OIL PRICES: IEA Says $80 Oil Reflects Concern Over Winter Supply

The International Energy Agency, an adviser to 26 industrialized nations, said oil prices above $80 a barrel are the result of a lack of confidence stockpiles will be replenished during the Northern Hemisphere's winter.

Prices have risen even after OPEC announced a production increase one month ago, the Paris-based IEA said in a monthly report today. World demand in 2008 will be 87.99 million barrels a day, it said, little changed from its previous assessment.

``The price reflects what's going to happen in the future,'' Lawrence Eagles, lead author of the report, said in a telephone interview today. ``Stockpiles are tighter than they were. People want to know if it is tight in the fourth quarter, are they going to be replenished in the first quarter?''

Industry stockpiles of crude and oil products in the world's most developed economies shrank by 21 million and 27.4 million barrels in August and September respectively. That contributed to an average stockpile decline of 360,000 barrels a day during the third quarter, counter to the trend of the last five years, when inventories on average rose 280,000 barrels a day, the IEA said.

Crude oil futures reached a record $83.90 a barrel in New York on Sept. 20 and traded as high as $82.33 today amid concern extra oil from the Organization of Petroleum Exporting Countries will come too late to replenish winter stockpiles in the U.S. and Europe.

Forward cover, or the number of days commercial inventories of fuel in Organization for Economic Cooperation and Development nations would last without additional supply, fell below a five- year average at the end of August, to 53.5 days, the report said.

Falling U.S. Stockpiles
Heating oil and diesel inventories in the U.S. fell 1.2 million barrels in the week ended Sept. 28 and analysts expect them to fall farther when the U.S. Energy Department announces its weekly inventory report later today. U.S. stockpiles of those fuels are more than 10 percent below year-ago levels.

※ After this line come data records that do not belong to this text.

PR #4661, opened 2024-04-08
deps: require node 16+

justinmk3:
Problem:
cloud9 now has minimum of node 16, so we can require node 16.

Solution:
- bump minimum to node 16
- remove "performance", "uuid" workarounds because the equivalent features are now available in node 16 + web browser.

## License


packages/core/src/shared/telemetry/spans.ts
```diff
@@ -252,7 +252,7 @@ export class TelemetryTracer extends TelemetryBase {
         const frame = this.switchContext(span)
 
         try {
-            const result = this.#context.run(frame, fn, span)
+            const result = this.#context.run(frame, fn, span as any)
```
justinmk3, line 255: 😬

jpinkney-aws: Out of curiosity which change made casting to any required?

nkomonen-amazon (approved):

packages/core/src/shared/telemetry/spans.ts
justinmk3: After bumping `@types/node` tsc gave this error... I don't get it.

```
npm ERR! src/shared/telemetry/spans.ts(255,57): error TS2345: Argument of type 'TelemetrySpan<MetricBase>' is not assignable to parameter of type 'Metric<MetricShapes[U]>'.
npm ERR!   Property 'run' is missing in type 'TelemetrySpan<MetricBase>' but required in type 'Metric<MetricShapes[U]>'.
```

PR #4663, opened 2024-04-08
fix(amazonq): projectDetails not always emitted, add field to hold if user on Builder Id or IdC

dhasani23:
## Problem

Wanted to add telemetry to capture if user is on Builder ID or IdC. Also, had an issue where projectDetails metric was not being emitted for non-Java 8/11 projects.

## Solution

Add field to existing metric to capture Builder ID vs IdC. Fix projectDetails issue.

## License


packages/core/src/codewhisperer/commands/startTransformByQ.ts
```diff
@@ -191,12 +191,6 @@ export async function preTransformationUploadCode() {
     } catch (err) {
         const errorMessage = `Failed to upload code due to ${(err as Error).message}`
         getLogger().error(errorMessage)
-        telemetry.codeTransform_logGeneralError.emit({
```
dhasani23, line 194: We were already emitted a metric for this, these were duplicate and unnecessary.

packages/core/src/codewhisperer/service/transformByQHandler.ts
```diff
@@ -65,34 +65,26 @@ export interface FolderInfo {
 
 // log project details silently
 export async function validateAndLogProjectDetails() {
```
dhasani23, line 67: Simplified this. There was also an issue where metric not being emitted for non-Java 8/11 projects due to the conditional in the finally block.

packages/core/src/codewhisperer/service/transformByQHandler.ts
```diff
@@ -322,7 +314,7 @@ export async function uploadArtifactToS3(
         })
         getLogger().info(`CodeTransformation: Status from S3 Upload = ${response.status}`)
     } catch (e: any) {
-        const errorMessage = (e as Error).message ?? 'Error in S3 UploadZip API call'
```
dhasani23, line 325: `message` field is required so `??` wasn't doing anything

packages/core/src/codewhisperer/service/transformByQHandler.ts
```diff
@@ -629,57 +621,69 @@ export async function prepareProjectDependencies(dependenciesFolder: FolderInfo)
...
-    if (fs.existsSync(dependenciesFolder.path)) {
-        fs.rmSync(dependenciesFolder.path, { recursive: true, force: true })
+        tempFilePath = path.join(os.tmpdir(), 'zipped-code.zip')
+        fs.writeFileSync(tempFilePath, zip.toBuffer())
+        if (fs.existsSync(dependenciesFolder.path)) {
+            fs.rmSync(dependenciesFolder.path, { recursive: true, force: true })
+        }
+        fs.rmSync(logFilePath) // will always exist here
+    } catch (e: any) {
+        telemetry.codeTransform_logGeneralError.emit({
```
dhasani23, line 679: Wrapped this in a try-catch and emitted a metric to match IntelliJ behavior

packages/core/src/amazonqGumby/telemetry/codeTransformTelemetry.ts
```diff
@@ -26,37 +22,6 @@ export enum CancelActionPositions {
     Chat = 'qChatPanel',
 }
 
-export enum StartActionPositions {
-    DevToolsSidePanel = 'devToolsStartButton',
-    BottomHubPanel = 'bottomPanelSideNavButton',
-    ChatPrompt = 'chatPrompt',
-}
-
-export const logCodeTransformInitiatedMetric = (source: string): void => {
```
dhasani23, line 35: Unused

packages/core/src/amazonqGumby/chat/controller/controller.ts
```diff
@@ -227,9 +231,19 @@ export class GumbyController {
         }
     }
 
-    // Any given project could have multiple candidate projects to transform --
-    // The user gets prompted to pick a specific one
+    // prompt user to pick project and specify source JDK version
     private async initiateTransformationOnProject(message: any) {
+        let authType: CredentialSourceId | undefined = undefined
```
nkomonen-amazon, line 236: If you think this `authType` code may be used again in the future, it might be good to separate in to its own function for now

packages/core/src/codewhisperer/service/transformationResultsViewProvider.ts
```diff
@@ -330,18 +326,26 @@ export class ProposedTransformationExplorer {
...
-                    codeTransformApiErrorMessage: (e as Error).message ?? errorMessage,
+                    codeTransformApiErrorMessage: downloadErrorMessage,
                     codeTransformRequestId: e.requestId ?? '',
                     result: MetadataResult.Fail,
                     reason: 'ExportResultArchiveFailed',
                 })
                 throw new Error('Error downloading diff')
+            } finally {
+                // This metric is emitted when user clicks Download Proposed Changes button
+                telemetry.codeTransform_vcsViewerClicked.emit({
```
nkomonen-amazon, line 342: Is there a reason for not using `telemetry.codeTransform_vscViewerClicked.run()`?

dhasani23: We have work in progress that intends to consolidate all of the custom metrics we've added into one large metric to hold anything/everything we need. I'd say as a part of that work we can transition from the `emit` calls we have everywhere to `run`.

Right above here in the `catch` we have a different metric being emitted, so when we complete that ^ work that metric's info could be captured via `telemetry.consolidated_Metric.record(...)`

packages/core/src/amazonqGumby/chat/controller/controller.ts
dhasani23: Done

nkomonen-amazon (approved):

packages/core/src/codewhisperer/service/transformByQHandler.ts
```diff
@@ -63,36 +65,38 @@ export interface FolderInfo {
     name: string
 }
 
+export async function getAuthType() {
+    let authType: CredentialSourceId | undefined = undefined
+    if (AuthUtil.instance.isEnterpriseSsoInUse() && AuthUtil.instance.isConnectionValid()) {
+        authType = 'iamIdentityCenter'
```
mk-fan, line 71: nit: convert to enum

mk-fan (approved):

PR #4664, opened 2024-04-08
auth: Implement authorization grant with pkce

jpinkney-aws:
## Problem
- The current authorization flow is moving towards authorization grant with pkce instead of device code

## Solution
- Move to pkce authorization which decreases friction for authorization
- Current device code rfc: https://datatracker.ietf.org/doc/html/rfc8628
- New rfc for authorization grant: https://datatracker.ietf.org/doc/html/rfc6749 and pkce: https://datatracker.ietf.org/doc/html/rfc7636

## Testing
If you are interested in testing this PR you need to set `"aws.dev.pkceAuth": true` in the vscode settings

## TODOs:
- emit telemetry when a user gets redirected with /sso/authenticated
- browser based authentication
- CORS
- missing test for cors
- missing test for new auth flow
- missing support for web
     

## License


packages/core/src/auth/sso/clients.ts
```diff
@@ -33,6 +33,12 @@ import { DevSettings } from '../../shared/settings'
 import { SdkError } from '@aws-sdk/types'
 import { HttpRequest, HttpResponse } from '@aws-sdk/protocol-http'
 import { StandardRetryStrategy, defaultRetryDecider } from '@aws-sdk/middleware-retry'
+import OidcClientPKCE from './oidcclientpkce'
+import { toSnakeCase } from '../../shared/utilities/textUtilities'
+import { Credentials, Service } from 'aws-sdk'
+import apiConfig = require('./service-2.json')
```
nkomonen-amazon, line 39: I see we import package.json like the following, maybe this works:
`import packageJson from '../../package.json'`

packages/core/src/test/credentials/sso/server.test.ts
```diff
@@ -0,0 +1,108 @@
...
+        await server.close()
+    })
+
+    function createURL(baseUrl: string, params: Record<string, string>) {
+        const url = new URL(baseUrl)
+        url.search = new URLSearchParams(params).toString()
+        return url.toString()
+    }
+
+    async function createRequest(params: Record<string, string>, expectedErrorMsg?: string) {
```
nkomonen-amazon, line 40: Should we rename this to something like `assertRequestError()`. Also does it make sense for `expectedErrorMsg` to be required?

packages/core/src/auth/sso/ssoAccessTokenProvider.ts
```diff
@@ -164,90 +179,42 @@ export class SsoAccessTokenProvider {
...
-        const cacheKey = this.registrationCacheKey
-        const cachedRegistration = await this.cache.registration.load(cacheKey)
-
-        // Clear cached if registration is expired
-        if (cachedRegistration && isExpired(cachedRegistration)) {
-            await this.invalidate()
+    protected abstract getValidatedClientRegistration(): Promise<ClientRegistration>
+    protected abstract registerClient(): Promise<ClientRegistration>
+
+    public static create(
```
nkomonen-amazon, line 225: Nice separation of implementations

packages/core/scripts/build/generateServiceClient.ts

``The draw in distillates in the U.S. is something to be concerned about,'' said Kevin Blemkin, a broker with MF Global Ltd. in London. ``People are saying this will be a warm winter, but that could change. If these stocks aren't building, we'll have problems.''

Additional economic assessments from the International Monetary Fund and the OECD will ``shed more light on the consequences of the U.S. subprime crisis,'' the report said. ``The threat that housing-market weakness may depress oil demand next year appears to have been pushed to one side.''

Subprime Impact
The U.S. Federal Reserve lowered the cost of borrowing by half a percentage point on Sept. 18 in a bid to slow an economic decline after a tightening in the country's credit markets.

Goldman, Sachs & Co. economists last month cut their forecast for U.S. economic growth in 2008 to 1.8 percent from 2.4 percent after the collapse of the mortgage market increased the potential for a sell-off in credit markets.

``The recent interest rate cut indicates that U.S. policy makers consider that subprime-induced downside threats to economic growth outweigh inflationary risks,'' the IEA report said.

The IEA's world oil demand outlook for 2007 was left little changed, at 85.91 million barrels a day, versus its previous forecast of 85.92 million barrels. Fourth-quarter demand was lowered by 200,000 barrels a day, in part because of downward revisions in gasoline demand data in the U.S.

Production of crude oil by OPEC's 12 members, including new member Angola, rose 240,000 barrels a day in September to an average 30.65 million barrels a day, the IEA estimated.

Saudi Arabia, Iraq
Saudi Arabian crude output rose 50,000 barrels a day last month, to 8.37 million barrels a day, while Iraqi supply rose 190,000 barrels a day to 2.18 million barrels a day, the IEA said.

Excluding Angola and Iraq, which are exempt from OPEC's output targets, the producer group pumped 26.82 million barrels a day last month, a gain of 40,000 barrels daily, the report said.

The ``call on OPEC,'' an IEA estimate of how much crude is needed from the exporter group to balance global markets, was reduced by 100,000 barrels a day for the fourth quarter of this year to 32.2 million barrels a day, in part because of an upward revision to the amount of oil that non-OPEC Russia supplies.

Crude prices in New York have averaged $66.88 a barrel in New York so far this year, compared with an average $26.12 a barrel in 2002.